_Dataset_

■ ■ ■

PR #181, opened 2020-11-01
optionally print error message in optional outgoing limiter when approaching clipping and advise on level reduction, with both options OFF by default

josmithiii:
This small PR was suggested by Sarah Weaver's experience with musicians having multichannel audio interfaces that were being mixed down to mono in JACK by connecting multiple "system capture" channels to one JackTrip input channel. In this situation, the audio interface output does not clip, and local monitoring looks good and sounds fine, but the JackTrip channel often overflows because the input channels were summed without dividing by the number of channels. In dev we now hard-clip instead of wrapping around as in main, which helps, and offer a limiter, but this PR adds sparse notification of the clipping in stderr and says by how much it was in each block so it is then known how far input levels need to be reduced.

■ ■ ■

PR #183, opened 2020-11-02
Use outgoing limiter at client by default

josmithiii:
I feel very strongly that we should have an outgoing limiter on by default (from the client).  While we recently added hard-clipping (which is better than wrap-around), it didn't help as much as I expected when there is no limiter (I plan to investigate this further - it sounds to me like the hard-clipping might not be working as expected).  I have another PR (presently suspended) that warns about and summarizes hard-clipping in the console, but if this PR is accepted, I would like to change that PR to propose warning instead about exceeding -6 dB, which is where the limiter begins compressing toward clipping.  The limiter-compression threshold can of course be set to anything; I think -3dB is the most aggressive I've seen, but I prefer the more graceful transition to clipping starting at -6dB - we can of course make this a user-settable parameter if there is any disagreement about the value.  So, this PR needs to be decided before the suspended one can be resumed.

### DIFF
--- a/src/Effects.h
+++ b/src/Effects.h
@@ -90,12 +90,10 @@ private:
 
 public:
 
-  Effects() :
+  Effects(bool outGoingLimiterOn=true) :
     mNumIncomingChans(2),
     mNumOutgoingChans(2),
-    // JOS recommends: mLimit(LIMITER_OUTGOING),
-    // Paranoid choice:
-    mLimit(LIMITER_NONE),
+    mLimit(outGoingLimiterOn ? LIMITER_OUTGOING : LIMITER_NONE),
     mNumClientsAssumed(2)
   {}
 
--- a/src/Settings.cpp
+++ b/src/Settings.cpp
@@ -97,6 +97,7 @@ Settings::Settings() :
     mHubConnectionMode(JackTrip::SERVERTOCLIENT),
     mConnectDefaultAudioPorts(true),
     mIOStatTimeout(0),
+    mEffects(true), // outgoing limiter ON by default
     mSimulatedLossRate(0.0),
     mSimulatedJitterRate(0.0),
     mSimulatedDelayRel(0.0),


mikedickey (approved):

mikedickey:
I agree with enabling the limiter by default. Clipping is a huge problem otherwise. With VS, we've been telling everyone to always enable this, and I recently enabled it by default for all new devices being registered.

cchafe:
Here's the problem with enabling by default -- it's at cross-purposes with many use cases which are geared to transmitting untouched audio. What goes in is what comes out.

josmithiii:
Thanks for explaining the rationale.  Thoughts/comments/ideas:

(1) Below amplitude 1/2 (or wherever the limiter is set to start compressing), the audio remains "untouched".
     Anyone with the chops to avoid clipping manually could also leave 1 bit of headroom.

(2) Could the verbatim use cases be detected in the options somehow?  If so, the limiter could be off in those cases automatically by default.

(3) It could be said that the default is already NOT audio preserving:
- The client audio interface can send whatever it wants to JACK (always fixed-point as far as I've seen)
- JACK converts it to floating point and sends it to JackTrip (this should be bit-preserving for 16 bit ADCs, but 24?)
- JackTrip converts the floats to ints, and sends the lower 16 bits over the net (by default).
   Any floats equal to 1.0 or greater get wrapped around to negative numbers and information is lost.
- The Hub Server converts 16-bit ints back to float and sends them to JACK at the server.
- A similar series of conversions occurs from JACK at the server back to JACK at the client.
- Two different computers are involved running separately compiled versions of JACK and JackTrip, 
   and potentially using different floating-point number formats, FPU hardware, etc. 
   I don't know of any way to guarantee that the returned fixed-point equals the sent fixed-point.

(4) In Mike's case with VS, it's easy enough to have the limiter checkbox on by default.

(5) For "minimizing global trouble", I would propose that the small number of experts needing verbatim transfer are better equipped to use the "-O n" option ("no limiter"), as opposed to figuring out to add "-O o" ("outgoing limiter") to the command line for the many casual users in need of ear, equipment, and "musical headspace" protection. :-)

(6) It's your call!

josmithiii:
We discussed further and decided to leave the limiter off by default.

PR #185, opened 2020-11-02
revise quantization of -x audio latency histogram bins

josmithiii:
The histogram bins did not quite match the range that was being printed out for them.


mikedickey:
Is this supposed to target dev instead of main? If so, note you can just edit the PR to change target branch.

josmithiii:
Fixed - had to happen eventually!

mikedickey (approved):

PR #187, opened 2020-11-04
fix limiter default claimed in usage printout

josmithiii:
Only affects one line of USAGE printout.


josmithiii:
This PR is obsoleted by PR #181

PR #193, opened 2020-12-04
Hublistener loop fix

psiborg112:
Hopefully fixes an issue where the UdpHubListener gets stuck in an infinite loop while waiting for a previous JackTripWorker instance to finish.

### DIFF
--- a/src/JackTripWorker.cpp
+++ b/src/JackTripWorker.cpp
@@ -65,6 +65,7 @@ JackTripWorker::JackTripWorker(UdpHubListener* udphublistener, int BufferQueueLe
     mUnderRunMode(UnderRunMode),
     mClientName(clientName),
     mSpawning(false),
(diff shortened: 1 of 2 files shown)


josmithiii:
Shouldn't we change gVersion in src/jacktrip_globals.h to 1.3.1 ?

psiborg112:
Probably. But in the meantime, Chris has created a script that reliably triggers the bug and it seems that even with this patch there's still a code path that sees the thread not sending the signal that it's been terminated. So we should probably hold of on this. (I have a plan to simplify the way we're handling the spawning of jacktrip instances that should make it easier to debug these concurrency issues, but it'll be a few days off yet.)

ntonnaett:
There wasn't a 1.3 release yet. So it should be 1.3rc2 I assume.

■ ■ ■

The lines to extract from the data above begin with the line containing "I agree with" and end with the line containing "Anyone with the". Extract them exactly, including both.

I agree with enabling the limiter by default. Clipping is a huge problem otherwise. With VS, we've been telling everyone to always enable this, and I recently enabled it by default for all new devices being registered.

cchafe:
Here's the problem with enabling by default -- it's at cross-purposes with many use cases which are geared to transmitting untouched audio. What goes in is what comes out.

josmithiii:
Thanks for explaining the rationale.  Thoughts/comments/ideas:

(1) Below amplitude 1/2 (or wherever the limiter is set to start compressing), the audio remains "untouched".
     Anyone with the chops to avoid clipping manually could also leave 1 bit of headroom.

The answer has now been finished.